Croyant mais si peu pratiquant

S'il y a une chose sur laquelle la grande majorité de la classe politique française s'accorde, la main sur le coeur, c'est bien sur la disparition du cumul des mandats... à condition que cela ne les touche pas !
Le PS, à La Rochelle, a entonné le grand air du "plus jamais ça" et l'Elysée vient d'annoncer qu'on ne pourra pas être ministre et président de Région. Plus de beurre ni d'argent du beurre, la crémière se réservant l'usage de ses assises... Et quand on étudie la composition du bureau exécutif du PS, les 8/10émes de ses membres ont au moins deux mandats auxquels il faut ajouter quelques présidences de communauté d'agglomération, bienheureusement jamais comptabilisées. Ne parlons pas des travées du Gouvernement où l'ancien motard, Christian Estrosi, règne en maître sur les Alpes-Maritimes par exemple.

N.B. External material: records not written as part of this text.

PR #7414, opened 2021-11-22
Added more helpful text for return value of Remove

JeroenOortwijn:
## Summary
Changed the return value text of `HttpHeaders.Remove()` to be a bit more helpful than "Returns bool."
Largely taken from `List.Remove()`.


ManickaP (approved):
Thanks for the contribution!

JeroenOortwijn:
I just stumbled upon #7402. 😄

It's a strange coincidence that two Dutch guys happen to change the same line in such a small timespan...
(No, I don't know @bramhaag 😉.)

ManickaP:
What the heck?! And I thought I did something wrong when I saw and approved the same PR twice yesterday and it was 2 PRs :rofl:

karelz:
Wow, that is called co-incidence. Thank you both @JeroenOortwijn and @bramhaag!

Même Arnaud Montebourg, pourtant Saint Just pourfendeur des potentats locaux, s'est empressé dès qu'il l'a pu, d'ajouter la présidence du Conseil général de Saône-et-Loire à sa carte de visite de député. Tartuffe au pays d'Orgon...
Mais finalement là n'est pas le problème. Avant tout, ce dont souffre notre classe politique vient de son trop faible renouvellement. Mais comment renouveler quand les listes électorales sont occupés par des cumulards de candidatures ? Alors jeune militant, j'avais déjà proposé à ma formation politique d'étudier un projet de loi visant à interdire le nomadisme électoral. Voile pudique et silence dans les rangs ! Ce jeune est un peu fou, pardonnez lui ! Il ne sait pas ce qu'il fait... Pourtant c'était tout simple. Il est interdit à tout élu de se présenter à un autre mandat avant la fin de son actuelle fonction élective, la démission n'étant effective que pour raison de santé ou personnelle et bloquant toute velléité de se représenter jusqu'au terme officiel du mandat quitté. En tout état de cause, je souhaitais faire en sorte que les listes européennes, régionales ou autres cessent de perde le soir même du scrutin tous leurs leaders, venus là pour se changer les idées et tromper l'électeur lambda.
Doux rêve d'un jeune en mal de reconnaissance ? Peut être mais certainement un des moyens essentiels pour que la politique au quotidien retrouve le respect et la légitimité qu'elle n'aurait jamais dû abandonner.